5.3.2 Follow the documentation and create NetworkPolicy objects as you need them.
5.4.1 If possible, rewrite application code to read Secrets from mounted secret files, rather than
from environment variables.
5.4.2 Refer to the Secrets management options offered by your cloud provider or a third-party
secrets management solution.
5.5.1 Follow the Kubernetes documentation and setup image provenance.

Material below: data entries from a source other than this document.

PR #18, opened 2020-05-08
feature gate use JoinAccept

lthiery:


src/default_crypto.rs
```diff
@@ -10,7 +10,11 @@ use aes::{Aes128, block_cipher_trait::BlockCipher};
 use generic_array::{GenericArray, typenum::U16};
 
 use super::keys::*;
-use super::creator::{JoinAcceptCreator, JoinRequestCreator, DataPayloadCreator};
+use super::creator::{JoinRequestCreator, DataPayloadCreator};
+
+#[cfg(feature = "with-uplink")]
```
ivajloip, line 15: Shouldn't this be `with-downlink`

lthiery: of course it should! heh

ivajloip:
Thanks :)

PR #22, opened 2020-06-03
Give device stack its own buffer to simplify Radio trait

lthiery:
The song and dance around getting buffers between the Radio and the device stack seemed a little much just to save a little bit of RAM.


lthiery:
I'm working on a larger refactor that will make this irrelevant

PR #23, opened 2020-06-09
Fix Mac Payloads

lthiery:
I came across an interesting bug when I was debugging a device's LinkADRReq process with a server. [The specification](https://lora-alliance.org/sites/default/files/2018-05/lorawan1_0_2-20161012_1398_1.pdf) for LinkADRReq is kind of interesting (p.24 l. 33-36):

> The network server may include multiple LinkAdrReq commands within a single downlink message. For the purpose of configuring the end-device channel mask, the end-device will process all contiguous LinkAdrReq messages, in the order present in the downlink message, as a single atomic block command. 

When I listed the FOpts from the downlink, I was seeing:
```
LinkADRReq(LinkADRReqPayload([0, 0, 0, 112, 3, 0, 0, 255, 0]))
LinkADRReq(LinkADRReqPayload([0, 0, 255, 0]))	
```

While multiple LinkADRReq payloads were being parsed, the payload includes the second payload, unfortunately.

The small correction to the `parse_one_mac_cmd` macro resolves the issue. I've added a test case to cover the case as well.

### DIFF
--- a/encoding/src/maccommands.rs
+++ b/encoding/src/maccommands.rs
@@ -198,7 +198,7 @@ macro_rules! mac_cmds {
         fn parse_one_mac_cmd<'a, 'b>(data: &'a [u8], uplink: bool) -> Result<(usize, MacCommand<'a>), &'b str> {
             match (data[0], uplink) {
                 $(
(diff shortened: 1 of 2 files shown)


ivajloip:
Looks good, thanks for catching this :slightly_smiling_face:

PR #24, opened 2020-06-25
Update Cmac

lthiery:


encoding/Cargo.toml
```diff
@@ -9,9 +9,8 @@ license = "MIT"
 keywords = ["lorawan", "iot", "lpwan", "parser", "lightweight"]
 
 [dependencies]
-aes = { version = "0.3.2", optional = true }
-cmac = { version = "0.2.0", optional = true }
-generic-array = "0.12.0"
+aes = { version = "0.4.0", optional = true }
+cmac = { version = "0.3.0", optional = true }
```
ivajloip, line 13: I am not sure how `aes` could be an optional dependency in case `encoding/src/securityhelpers.rs` relies on it. My intention is to keep `aes` as truly optional dependency and that is why generic-array should be kept in my opinion.

lthiery: Fair points! Forgot about that when I was making this PR. Will fix tomorrow hopefully

lthiery: Alright, I think it's been done. Let me know if you spot anything else

lthiery: Shoot - it looks like some formatting fixes got passed along too. I think this is needed to pass CI though.

Also, just a note, I added another test case for CI to test for --no-default features. That should keep the mistake I made from happening again.

ivajloip (approved):
Looks good to me :slightly_smiling_face: Thank you!

ivajloip:
That change has been merged as part of #28 , therefore closing. Thanks again!

PR #28, opened 2020-07-22
Device Stack Refactor

lthiery:
The design of the device stack is more or less entirely overhauled in favor of a more structured and "Rustic" state machine design. The design and state of the stack is more fully discussed in the `device/README.md`.

In addition, the embedded concerns have been removed from this project in favor of pushing them into [sx12xx-rs](https://github.com/lthiery/sx12xx-rs). This will make this allows this repository to be little more streamlined.


device/src/lib.rs
```diff
@@ -1,334 +1,234 @@
...
-                    radio.send_buffer();
-                    self.sm_handler = Device::joined_sending;
-
-                    None
+    pub fn get_downlink_payload(&mut self) -> Option<(u8, Vec<u8, U256>)> {
+        let buffer = self.get_radio().get_received_packet();
+        if let Ok(parsed_packet) = lorawan_parse(buffer, C::default()) {
+            if let PhyPayload::Data(data_frame) = parsed_packet {
+                let fport = data_frame.f_port();
+                if let DataPayload::Decrypted(decrypted) = data_frame {
```
ivajloip, line 214: I am surely missing something, but when will the `data_frame` be already decrypted? I don't think `lorawan_parse`/ `parse_with_factory` can produce a decrypted payload as it does not know the keys.

ivajloip (commented):
Thank you for this rework! It seems very nice to me. I checked is some details everything except the state machines changes, where I checked very little. I will try to finish that in the following few days. In the meantime, please check my comment as either I am not understanding something, or there might be something in the code that is missing :slightly_smiling_face:

device/src/lib.rs
lthiery: Good catch! This is actually something I only noticed Friday that it was being parsed as an encrypted payload here despite the payload having been decrypted in the state machine. I'm working on a fix for this soon.

My idea is to have an enum for the send/receive buffer and to store the decrypted structure there after decryption.

lthiery: I had trouble using the same memory via enum so I just made a copy for now. I'll consider making it an enum to be an optimization for later :P

device/src/state_machines/session.rs
```diff
@@ -0,0 +1,632 @@
...
+                                                    )
+                                                    .unwrap();
+
+                                                let mut copy = Vec::new();
+                                                copy.extend(decrypted.as_bytes());
+
+                                                // this is a sane unwrap because we know the decrypted
+                                                // payload is a valid DecryptedDataPayload
+                                                self.shared.data_downlink = Some(
+                                                    DecryptedDataPayload::new_from_decrypted_payload(
```
ivajloip, line 504: My understanding is that the copy is created here in order to be able to reuse the `data_frame` bytes for other purposes and in order to be able to keep the downlink in a field. If that is correct, I am wondering what is the advantage of this implementation over one where the copying is done earlier and the parsing logic has bytes that are owned right from the start. My reasoning is that I am not too fond of the idea of exposing an interface to create `DecryptedDataPayload` from raw bytes. I believe it could cause some confusion and lead to some errors if people are not careful when they provide encrypted data and when unencrypted one. That is to a great extend the reason to have two separate types - encrypted and unencrypted one. For that reason, I would rather not have such a method available, unless it is crucial for some use case. Other than those changes, I don't see any blocking points.

lthiery: I think that's a great idea. Thanks!

ivajloip:
Thank you for your contribution and for working with me to have it well aligned with my vision of the encoding API :slightly_smiling_face:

5.6.1 Follow the documentation and create namespaces for objects in your deployment as you need
them.
5.6.2 Use `securityContext` to enable the docker/default seccomp profile in your pod definitions.
An example is as below:
securityContext:
seccompProfile:
type: RuntimeDefault
5.6.3 Follow the Kubernetes documentation and apply SecurityContexts to your Pods. For a
suggested list of SecurityContexts, you may refer to the CIS Security Benchmark for Docker
Containers.
5.6.4 Ensure that namespaces are created to allow for appropriate segregation of Kubernetes
resources and that all new resources are created in a specific namespace.
== Summary policies ==
4 checks PASS
0 checks FAIL
31 checks WARN
0 checks INFO
== Summary total ==
68 checks PASS
12 checks FAIL
53 checks WARN
0 checks INFO
Appendix: more Grafana dashboards for Prometheous
Prometheus will be scrapping many more metrics about the Kubernetes cluster and its workloads and these can be explored using additional Grafana dashboards:
-
Kubernetes / Overview (ID: 21410) is designed to be a one-stop solution for monitoring your Kubernetes cluster- This dashboard provides a comprehensive view of the health and resource utilization within a Kubernetes cluster. It is designed to assist cluster administrators and DevOps engineers in monitoring and optimizing their deployments.
-
Kubernetes / Views / Pods (ID: 15760) is a modern 'Pods View' dashboard for your Kubernetes cluster(s). Made for kube-prometheus-stack and take advantage of the latest Grafana features.
-
Docker and system monitoring (ID: 893) is a simple overview of the most important Docker host and container metrics. This dashboard display Docker and system metric, the aim it’s to have all the metric on one dashboard. The first lines represents the system metric with gauge and text/graph (easy to visualize and minimalist).
-
Monitoring Golden Signals for Kubernetes (ID: 21073) is a comprehensive Grafana dashboard that provides a detailed view of the key metrics that can be categorized under the Four Golden Signals: Latency, Traffic, Errors, and Saturation. Designed for quick issue identification, this dashboard offers real-time insights into the performance and health of your Kubernetes cluster. Ideal for DevOps teams and SREs, this dashboard is your go-to resource for proactive Kubernetes cluster management.